Only a handful of exploits per decade reveal a vulnerability that is truly significant. Thai Duong and Juliano Rizzo's BEAST (Browser Exploit Against SSL/TLS) attack will rank among them because it compromises the SSL and TLS browser connections hundreds of millions of people rely on every day.

BEAST cannot break the latest version of TLS -- the current standard based on SSL -- but most browsers and nearly all websites that support secure connections rely on earlier versions of the SSL and TLS protocols, which are vulnerable to BEAST attack. Browser vendors and websites that host secure connections are already scrambling to upgrade to TLS 1.1 or 1.2. How quickly that occurs depends on how many attacks occur in the wild.

The BEAST tool, presented last Friday at the 2011 Ekoparty Security Conference in Argentina, made real a theoretical SSL/TLS vulnerability first documented 10 years ago. It allows an attacker with previous MitM (man-the-middle) access to compromise a user's SSL/TLS-protected HTTPS cookie. This would allow an attacker to hijack the victim's active HTTPS-protected session or listen in on the previously cryptographically protected network stream. (Download Duong and Rizzo's paper on the BEAST attack [pdf].)

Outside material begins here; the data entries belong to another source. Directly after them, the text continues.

PR #6855, opened 2022-07-06
[stats] add `cupyx.scipy.stats.{zmap, zscore}`

khushi-411:
The PR adds `cupyx.scipy.stats.zmap` API.

#### Benchmarks
size | dtype | SciPy | CuPy
-----|-------|-------|-----
1000 | int8 | 0.151 ms | 0.835 ms
1000 | int32 | 0.105 ms | 0.710 ms
1000 | float32 | 0.096 ms | 0.743 ms
1000 | float64 | 0.098 ms | 0.682 ms
1000 | complex64 | 0.117 ms | 0.706 ms
1000 | complex128 | 0.116 ms | 0.692 ms
100000 | int8 | 0.639 ms | 0.827 ms
100000 | int32 | 0.600 ms | 0.793 ms
100000 | float32 | 0.367 ms | 0.702 ms
100000 | float64 | 0.471 ms | 0.745 ms
100000 | complex64 | 1.035 ms | 0.774 ms
100000 | complex128 | 1.102 ms | 1.113 ms
1000000 | int8 | 5.349 ms | 2.173 ms
1000000 | int32 | 5.476 ms | 2.312 ms
1000000 | float32 | 2.903 ms | 1.407 ms
1000000 | float64 | 5.100 ms | 1.755 ms
1000000 | complex64 | 9.877 ms | 1.678 ms
1000000 | complex128 | 15.183 ms | 6.931 ms

#### Updated benchmarks (after removing apply_along_axis)
size | dtype | SciPy | CuPy
-----|-------|-------|-----
1000 | int8 | 0.107 ms | 0.693 ms
1000 | int32 | 0.106 ms | 0.749 ms
1000 | float32 | 0.101 ms | 0.820 ms
1000 | float64 | 0.104 ms | 0.686 ms
1000 | complex64 | 0.117 ms | 0.831 ms
1000 | complex128 | 0.122 ms | 0.699 ms
100000 | int8 | 0.702 ms | 0.806 ms
100000 | int32 | 0.652 ms | 0.867 ms
100000 | float32 | 0.390 ms | 0.819 ms
100000 | float64 | 0.522 ms | 0.879 ms
100000 | complex64 | 1.110 ms | 0.972 ms
100000 | complex128 | 1.173 ms | 1.345 ms
1000000 | int8 | 5.794 ms | 2.139 ms
1000000 | int32 | 5.914 ms | 2.194 ms
1000000 | float32 | 3.098 ms | 1.387 ms
1000000 | float64 | 5.441 ms | 1.685 ms
1000000 | complex64 | 11.030 ms | 1.661 ms
1000000 | complex128 | 15.822 ms | 6.772 ms

<details>
<summary>Script (Click Please)</summary>

<p>

```python
import cupy
import cupyx

import scipy

from cupy import testing

import cupyx.scipy.stats

import scipy.stats


n_warmup = 1
n_repeat = 10
dtype_set = ('int8', 'int32', 'float32', 'float64', 'complex64', 'complex128')


def get_time(pref):


def time(a, b):
    cp_a = cupy.array(a)
    cp_b = cupy.array(b)
    ref = scipy.stats.zmap(a, b)
    ret = cupyx.scipy.stats.zmap(cp_a, cp_b)
    times = []
    perf = benchmark(scipy.stats.zmap, (a, b),
    times.append(get_time(perf))
    perf = benchmark(cupyx.scipy.stats.zmap, (cp_a, cp_b),
    times.append(get_time(perf))
    return times


for n in n_set:
    for dtype in dtype_set:
        a = scipy.random.randint(0, 2, size=n).astype(dtype)
        b = scipy.random.randint(0, 10, size=n).astype(dtype)
        times = time(a, b)
```

</p>
</details>


tests/cupyx_tests/scipy_tests/stats_tests/test_stats_py.py
```diff
@@ -0,0 +1,83 @@
...
+import numpy
+
+import cupy
+
+from cupy import testing
+
+import cupyx
+import cupyx.scipy.stats  # NOQA
+
+import scipy.stats  # NOQA
```
takagi, line 12: nit:
```suggestion
import numpy
import pytest

import cupy
from cupy import testing
import cupyx
import cupyx.scipy.stats  # NOQA

import scipy.stats  # NOQA
```

tests/cupyx_tests/scipy_tests/stats_tests/test_stats_py.py
```diff
@@ -0,0 +1,83 @@
...
+
+
+@testing.with_requires('scipy')
+class TestZmap:
+
+    @testing.for_all_dtypes()
+    @testing.numpy_cupy_allclose(scipy_name='scp')
+    def test_zmap_1dim(self, xp, scp, dtype):
+        x = testing.shaped_random((5,), xp, dtype=dtype)
+        y = testing.shaped_random((4,), xp, dtype=dtype)
```
takagi, line 26: Would you add tests where `compare` arrays have the same dimension with `scores` as scipy's assumes as such?

It also seems true that scipy's accept `compare` with the different dimension without seeing any exceptions or warnings. So I think keeping the current tests is okay. (only multi-dim would be enough)

tests/cupyx_tests/scipy_tests/stats_tests/test_stats_py.py
```diff
@@ -0,0 +1,83 @@
...
+    @testing.for_all_dtypes()
+    @testing.numpy_cupy_allclose(scipy_name='scp')
+    def test_zmap_empty(self, xp, scp, dtype):
+        x = xp.array([], dtype=dtype)
+        y = xp.array([1, 3, 5], dtype=dtype)
+        return scp.stats.zmap(x, y)
+
+    @testing.for_dtypes('fdFD')
+    @testing.numpy_cupy_allclose(scipy_name='scp')
+    def test_zmap_nan_pocily_omit(self, xp, scp, dtype):
```
takagi, line 66: Would you add a test with the `nan_policy='propagate'` (or default) with taking nan inputs?

cupyx/scipy/stats/_stats_py.py
```diff
@@ -0,0 +1,147 @@
...
+    """
+
+    a = compare
+
+    if a.size == 0:
+        return cupy.empty(a.shape)
+
+    contains_nan, nan_policy = _contains_nan(a, nan_policy)
+
+    if contains_nan and nan_policy == 'omit':
```
takagi, line 124: Seems that `_quiet_nanmean` and `_quiet_nanstd` is just to avoid making a warning for arrays that have only nan.

```py
>>> np.nanmean([np.nan, np.nan])
<stdin>:1: RuntimeWarning: Mean of empty slice
nan/
```

We may use `cupy.nanmean` and `cupy.nanstd` as they do not make a warning in such a case.

cupyx/scipy/stats/_stats_py.py
```diff
@@ -0,0 +1,147 @@
...
+        if axis is None:
+            mn = _quiet_nanmean(a.ravel())
+            std = _quiet_nanstd(a.ravel(), ddof=ddof)
+            isconst = _isconst(a.ravel())
+        else:
+            mn = cupy.apply_along_axis(_quiet_nanmean, axis, a)
+            std = cupy.apply_along_axis(_quiet_nanstd, axis, a, ddof=ddof)
```
takagi, line 131: CuPy has `cupy.apply_along_axis`, but it is quite inefficient because it repeatedly launches kernels for 1d-arrays along the axis. We may simply use `cupy.nanmean` and `cupy.nanstd`.

cupyx/scipy/stats/_stats_py.py
```diff
@@ -0,0 +1,147 @@
...
+
+    if a.size == 0:
+        return cupy.empty(a.shape)
+
+    contains_nan, nan_policy = _contains_nan(a, nan_policy)
+
+    if contains_nan and nan_policy == 'omit':
+        if axis is None:
+            mn = _quiet_nanmean(a.ravel())
+            std = _quiet_nanstd(a.ravel(), ddof=ddof)
```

MitM attacks are fairly easy to do when the attacker and victim are located on the same local network (such as wireless networks, VPNs, or corporate LANs). Some hacking tools, such as Cain & Abel, make MitM attacks and network packet sniffing truly a click of a button.

An old flaw turns critical

BEAST takes advantage of the fact that versions of TLS and SSL prior to TLS 1.1 (often referred to as SSL 3.2) do not use an implicit random IV (initialization vector) with each subsequent data stream initiated in an HTTPS connection. This particular SSL/TLS flaw was first discussed at an OpenSSL development forum in 2002. It's similar to the cryptographic weakness found in the WEP protocol, which significantly weakened the protection of wireless networks.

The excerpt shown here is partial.